Дама все смотрела на девочку, а затем, выйдя уже из палаты, оплатила для ребенка самые дорогие лекарства. Это и была Наталья Алмазова. Она приходила навещать девочку каждый день. Со временем она рассказала доктору Петровскому о себе, о том, что в ее жизни произошла страшная трагедия: ее трехлетняя дочь Таня умерла от оспы, а муж сразу после этого ушел к другой женщине...

Девочка-найденыш, между тем, поправлялась, и Наталья Алмазова страстно привязалась к ней. После выздоровления ее должны были направить в приют, но Алмазова умоляла доктора помочь забрать девочку.

Петровскому тоже не хотелось, чтобы девочку отправили в приют. Ему было очень жаль и бедную женщину, для которой этот ребенок стал единственной радостью в жизни. В общем, попирая все законы, доктор обратился к своему пациенту — фальшивомонетчику из криминального мира, которого лечил от огнестрела и ничего не сообщил об этом в полицию. Тот обещал помочь и помог: бандит достал фальшивое свидетельство о рождении, выписанное на имя Татьяны Алмазовой, дочери модистки Натальи Алмазовой. Предъявив эти фальшивые документы, дама забрала ребенка...

— Так вы приняли имя покойной дочери Натальи и стали Таней Алмазовой, — вздохнул доктор. — Когда Наталья забрала вас, ей было больше 50-ти. Поэтому она стала для вас не матерью, а бабушкой. Я рад, что не ошибся, отдав ей ребенка.

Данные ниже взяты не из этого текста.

PR #1086, opened 2022-10-23
Mantis-2934: fix conditions to upgrade town in h3m format parser

nullkiller:
It is not possible to build Village hall because it is what we start with. So the condition was shifted.

https://bugs.vcmi.eu/view.php?id=2934


kambala-decapitator (approved):
looks sane

PR #1091, opened 2022-10-26
Remote server connection and lobby mode

Nordsoft91:
Quick&dirty prototype for lobby and server.

Ability to connect to remote server, chatting, creating/joining games

To play need to enter server address and port (5002) for connecting players. Host player creates game as usual.

Proxy server is not robust and it's needed to restart it after session and if something bad happens.


Nordsoft91:
Do not remove branch

PR #1099, opened 2022-11-03
disable tests by default

kambala-decapitator:
There're frequent issues when building GTest, normal users don't need tests anyway


nullkiller:
Do we build tests on CI? at least one platform?

kambala-decapitator:
> Do we build tests on CI? at least one platform?

no

PR #1103, opened 2022-11-03
Preventing multiple AI from being created

Nordsoft91:
1) Server hangs and crashes if press "A" many times during battle
This PR makes it stable.
2) Fix crash when pressing "V" during AI turn

### DIFF
--- a/client/mapHandler.cpp
+++ b/client/mapHandler.cpp
@@ -536,6 +536,8 @@ void CMapHandler::CMapWorldViewBlitter::drawTileOverlay(SDL_Surface * targetSurf
 	for(auto & object : objects)
 	{
 		const CGObjectInstance * obj = object.obj;
+		if(!obj)
+			continue;
 
 		const bool sameLevel = obj->pos.z == pos.z;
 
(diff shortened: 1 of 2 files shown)


client/mapHandler.cpp
```diff
@@ -536,6 +536,8 @@ void CMapHandler::CMapWorldViewBlitter::drawTileOverlay(SDL_Surface * targetSurf
 	for(auto & object : objects)
 	{
 		const CGObjectInstance * obj = object.obj;
+		if(!obj)
```
nullkiller, line 539: Interesting case. What does it mean?

Nordsoft91: Multithreading problem - attempt to dereference object which was deleted. General rule - all ptrs has to be checked for nullptr. If it's not expected, we should use references

nullkiller: Usually multithreading problems are solved by proper locking. Any additional details on bug mechanics. Should not object be erased first from objects list and deleted afterwards?

Nordsoft91: Why it should be erased from the list? List is valid, but object has an obj field which is a pointer and could be nullptr, there is no restrictions

Nordsoft91: I agree that maybe root cause is in another place, but rendering must not crash the game

Issue #1071, opened 2022-10-15
In latest night builds there are problems with schema obstacle.json and file obstacles.json.


Macron1Robot:
At start of VCMI in console there are errors about obstacles.json from config folder
1) in config/obstacles.json "allowedTerrain", in config/schemas/obstacle.json there is "allowedTerrains"
![image](https://user-images.githubusercontent.com/7364571/196005627-58db80df-250f-4899-8fd6-bcbfbe9e839f.png)

2) in config/obstacles.json
![image](https://user-images.githubusercontent.com/7364571/196005690-4084c547-790d-46c4-a282-42dfdade520b.png)
there are array of string identifiers of special battle fields.
 in config/schemas/obstacle.json is written^
`		"specialBattlefields": {
			"type": "array",
			"description": "Obstacles can be placed on specified specified battlefields",
			"items": { "$ref" : "battlefield.json" }
		},`
But it must be
`		"specialBattlefields": {
			"type": "array",
			"description": "Obstacles can be placed on specified specified battlefields",
			"items": { "type" : "string" }
		},`

3. in mod.json schema section "obstacles" dissapeared:
![image](https://user-images.githubusercontent.com/7364571/196022869-e7048948-0f31-4a0f-b6f2-876854f7dae2.png)
Block
`		"obstacles":{
			"type":"array",
			"description": "List of configuration files for obstacles",
			"items": { "type":"string", "format" : "textFile" }

		},`
should be added

nullkiller:
Draw should be possible so this is a very special case which obviously needs a mod to test it.

Macron1Robot:
Wrong topic?

nullkiller:
Yes

krs0:
I do not have point 3. on my side... could this be caused by a mod you have?

> 3. In mod.json schema section "obstacles" dissapeared:
![image](https://user-images.githubusercontent.com/15194321/200020262-a58eb919-3c1e-4eee-a46f-a3a8c7418996.png)
> ```
> "obstacles":{
> "type":"array",
> "description": "List of configuration files for obstacles",
> "items": { "type":"string", "format" : "textFile" }
>  },
> ```
> should be added

krs0:
@Macron1Robot could No.3 be moved in a separate issue? So that this one can be closed?

Macron1Robot:
added 1122

krs0:
No.3 moved to #1122. This one can be closed.

PR #1105, opened 2022-11-03
Problems with schema obstacle.json and file obstacles.json #1071

krs0:
#1071 - In latest night builds there are problems with schema obstacle.json and file obstacles.json

### DIFF
--- a/lib/ObstacleHandler.cpp
+++ b/lib/ObstacleHandler.cpp
@@ -85,7 +85,7 @@ ObstacleInfo * ObstacleHandler::loadFromJson(const std::string & scope, const Js
 	info->animation = json["animation"].String();
 	info->width = json["width"].Integer();
 	info->height = json["height"].Integer();
-	for(auto & t : json["allowedTerrain"].Vector())
+	for(auto & t : json["allowedTerrains"].Vector())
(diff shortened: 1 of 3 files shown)


lib/ObstacleHandler.cpp
```diff
@@ -85,7 +85,7 @@ ObstacleInfo * ObstacleHandler::loadFromJson(const std::string & scope, const Js
 	info->animation = json["animation"].String();
 	info->width = json["width"].Integer();
 	info->height = json["height"].Integer();
-	for(auto & t : json["allowedTerrain"].Vector())
+	for(auto & t : json["allowedTerrains"].Vector())
```
Nordsoft91, line 88: If you rename it here, you should also rename it in all mods, which already use "allowedTerrain".
AFAIK there are 2 mods: hota and forge, change is needed in obstacles.json for vcmi-1.1 branches

Nordsoft91 (changes requested):

lib/ObstacleHandler.cpp
krs0: Ok, created 2 more pull requests for hota and forge. Directly in vcmi-1.1 branches.

Nordsoft91 (approved):

Nordsoft91:
@nullkiller merge?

— Значит, меня принесли рыбаки... — задумчиво произнесла Таня.

— Не рыбаки, контрабандисты, — поправил ее Петровский. — Они назвались рыбаками, но на самом деле это было не так, я понял сразу.

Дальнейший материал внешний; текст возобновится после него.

PR #1108, opened 2022-11-04
[HDMod features] Quick combat

Nordsoft91:
Enable quick combat option in game settings to test.

Should work only while attacking a neutral creatures.
Should have only one attempt.

Known issues
- [x] Looks like something wrong with experience
- [x] ~~Lose during quick combat, restart, escape. Purchase same hero and attach again - no quick combat~~ - I decided do not proceed with fixing that
- [x] AI sometimes hanging on query reply
- [x] Support draw case
- [x] fix crash when friendly AI loses battle but user wins it after replay
- [x] In hot seat mode second player has replay button after fighting between players
- [x] In hot seat mode game freezes if attacker loses while defender plays auto-fighting
- [x] If friendly AI spends mana during fight, it's not restored for replay
- [x] Find out root cause of BattleAI stuck

https://user-images.githubusercontent.com/9308612/200134465-6127cd1a-12ca-4857-9dea-8865a261e9ac.mp4


nullkiller:
The branch has conflicts with develop

client/CPlayerInterface.cpp
```diff
@@ -707,7 +707,12 @@ void CPlayerInterface::battleStartBefore(const CCreatureSet *army1, const CCreat
 void CPlayerInterface::battleStart(const CCreatureSet *army1, const CCreatureSet *army2, int3 tile, const CGHeroInstance *hero1, const CGHeroInstance *hero2, bool side)
 {
 	EVENT_HANDLER_CALLED_BY_CLIENT;
-	if (settings["adventure"]["quickCombat"].Bool())
+	bool replay = (lastBattleArmies.first == army1 && lastBattleArmies.second == army2);
+	lastBattleArmies.first = army1;
+	lastBattleArmies.second = army2;
+	//quick combat with neutral creatures only
+	auto * army2_object = dynamic_cast<const CGObjectInstance *>(army2);
+	if(!replay && army2_object && army2_object->getOwner() == PlayerColor::UNFLAGGABLE && settings["adventure"]["quickCombat"].Bool())
```
nullkiller, line 715: Will we have an ability to always use autocombat for all types of fight as it was before?

client/Client.cpp
```diff
@@ -581,15 +581,30 @@ void CClient::battleStarted(const BattleInfo * info)
...
+	if(settings["session"]["spectate"].Bool() && !settings["session"]["spectate-skip-battle"].Bool())
+		callBattleStart(PlayerColor::SPECTATOR, 1);
+
+	if(vstd::contains(playerint, leftSide.color) && playerint[leftSide.color]->human)
+		att = std::dynamic_pointer_cast<CPlayerInterface>(playerint[leftSide.color]);
+
+	if(vstd::contains(playerint, rightSide.color) && playerint[rightSide.color]->human)
+		def = std::dynamic_pointer_cast<CPlayerInterface>(playerint[rightSide.color]);
 
 	//If quick combat is not, do not prepare interfaces for battleint
```
nullkiller, line 603: Looks the comment is no longer actual

server/CGameHandler.h
```diff
@@ -309,6 +310,7 @@ class CGameHandler : public IGameCallback, public CBattleInfoCallback, public En
 
 		const CGHeroInstance *winnerHero, *loserHero;
 		PlayerColor victor, loser;
+		ui8 winnerSide;
```
nullkiller, line 313: Just in case sometimes it is possible to have draw when both sides loose

client/CPlayerInterface.cpp
Nordsoft91: hm, no. For me it looks more like "skipBattle" functionality. This one is hola-style to save time (but without multiple replays)

server/CGameHandler.h
Nordsoft91: Action item was added

client/battle/CBattleInterfaceClasses.cpp
```diff
@@ -405,6 +405,12 @@ CBattleResultWindow::CBattleResultWindow(const BattleResult & br, CPlayerInterfa
 
 	exit = std::make_shared<CButton>(Point(384, 505), "iok6432.def", std::make_pair("", ""), [&](){ bExitf();}, SDLK_RETURN);
 	exit->setBorderColor(Colors::METALLIC_GOLD);
+	
+	if(allowReplay)
+	{
+		repeat = std::make_shared<CButton>(Point(24, 505), "icn6432.def", std::make_pair("", ""), [&](){ bRepeatf();}, SDLK_ESCAPE);
```
IvanSavenko, line 411: Perhaps add description?
This is not H3 feature so it is not clear what "cancel" button does at battle result screen.
Proposition: add texts
"Replay battle" for tooltip in status bar
"Discard results of the battle and replay it manually. Only available once per battle" second string, for right-click popup. (feel free to adjust text to your liking)
These new strings can be added into config/translate.json

client/CPlayerInterface.cpp
```diff
@@ -912,7 +920,13 @@ void CPlayerInterface::battleEnd(const BattleResult *br)
 
 		if(!battleInt)
 		{
-			GH.pushIntT<CBattleResultWindow>(*br, *this);
+			bool replay = !settings["adventure"]["alwaysSkipCombat"].Bool(); //do not allow manual replay
```
nullkiller, line 923: Are you sure we do not need to test something else as well here? If we press autobattle in regular fight?

Nordsoft91: Could be different corner cases which are not tested. For single player it's tested, autofight from UI as well

server/CGameHandler.cpp
```diff
@@ -2640,7 +2664,35 @@ void CGameHandler::startBattlePrimary(const CArmedInstance *army1, const CArmedI
...
-	auto battleQuery = std::make_shared<CBattleQuery>(this, gs->curB);
+	//existing battle query for retying auto-combat
+	auto battleQuery = std::dynamic_pointer_cast<CBattleQuery>(queries.topQuery(gs->curB->sides[0].color));
+	if(battleQuery)
+	{
+		for(int i : {0, 1})
+		{
+			if(heroes[i])
+			{
+				SetMana restoreInitialMana;
```
IvanSavenko, line 2675: Is there anything other than mana that we might want to reset?

What about bonuses that last "until next battle"? They are not lost after quick combat?

client/CPlayerInterface.cpp
```diff
@@ -900,7 +909,14 @@ void CPlayerInterface::battleEnd(const BattleResult *br)
 
 		if(!battleInt)
 		{
-			GH.pushIntT<BattleResultWindow>(*br, *this);
+			bool replay = allowBattleReplay && !settings["adventure"]["alwaysSkipCombat"].Bool(); //do not allow manual replay
+			allowBattleReplay = false;
+			auto wnd = std::make_shared<BattleResultWindow>(*br, *this, replay);
```
IvanSavenko, line 914: Why add a comment when it can be part of the code?
```suggestion
			bool allowManualReplay = allowBattleReplay && !settings["adventure"]["alwaysSkipCombat"].Bool();
			allowBattleReplay = false;
			auto wnd = std::make_shared<BattleResultWindow>(*br, *this, allowManualReplay);

```

client/CPlayerInterface.cpp
```diff
@@ -693,7 +693,15 @@ void CPlayerInterface::battleStartBefore(const CCreatureSet *army1, const CCreat
 void CPlayerInterface::battleStart(const CCreatureSet *army1, const CCreatureSet *army2, int3 tile, const CGHeroInstance *hero1, const CGHeroInstance *hero2, bool side)
 {
 	EVENT_HANDLER_CALLED_BY_CLIENT;
-	if (settings["adventure"]["quickCombat"].Bool())
+	bool replay = (lastBattleArmies.first == army1 && lastBattleArmies.second == army2); //will be true if player already refused auto-battle result
```
IvanSavenko, line 696: Edge case, but attack monsters -> retreat -> attack same monsters again
I think will result in inability to replay battle?

Also, perhaps better to rename to more meningful name? e.g. 
```suggestion
	bool autoBattleResultRefused = (lastBattleArmies.first == army1 && lastBattleArmies.second == army2);
```

server/CGameHandler.cpp
Nordsoft91: Good point, I need to test that

Nordsoft91: tested and it works

IvanSavenko (approved):

krs0:
If I try to redo fight after quick combat enemy just stays there....

https://user-images.githubusercontent.com/15194321/230775557-7ca6908f-0490-438f-a8e8-0a64b3c2026a.mp4

Nordsoft91:
@krs0 , could you please give more information what is the issue?

krs0:
I have downloaded your PR, started first map... All for one? Checked quick combat and attacked the gargoyles a little to the top right of castle. Upon battle replay Gargoyles just sit there like ducks.

Nordsoft91:
@krs0 , but this is expected, no? quick battle does auto-combat, replay allows to fight **same** battle manually

IvanSavenko:
> @krs0 , but this is expected, no? quick battle does auto-combat, replay allows to fight **same** battle manually

Errmm... But why *enemy* gargoyles do nothing? Why enemy AI does nothing on manual replay?

Nordsoft91:
yes, I met this behavior too, but it seems like battleAI issue. I don't think it's related to quick combat

Nordsoft91:
I cannot reproduce it

Nordsoft91:
Ok, creatures receives bonuses from native terrain each round.

I won't proceed with fix because it seems to be very close with @rilian-la-te does here https://github.com/vcmi/vcmi/pull/1882

So waiting for this PR

client/CPlayerInterface.cpp
Nordsoft91: BTW, it's done now

rilian-la-te:
@Nordsoft91 It works as in HD mod?

rilian-la-te:
@Nordsoft91 but player have manual attempt after auto anyway? If so, good feature)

— Вы знаете, кто они? Как мне их найти?

— Один был в возрасте, его звали Седой. Второй — молодой, имени не знаю. Седой в свое время был известным контрабандистом.

— Они могли меня украсть?

— Нет, — Петровский покачал головой, — вы долго были в воде, успели наглотаться. Скорей всего, они рассказали правду.

— Вы что-то знаете о них?

— Про Седого слышал, что он и сейчас выходит в море, несмотря на возраст. Он живет в Рыбачьей балке за Фонтанским мысом. Во всяком случае, там стоят его лодки.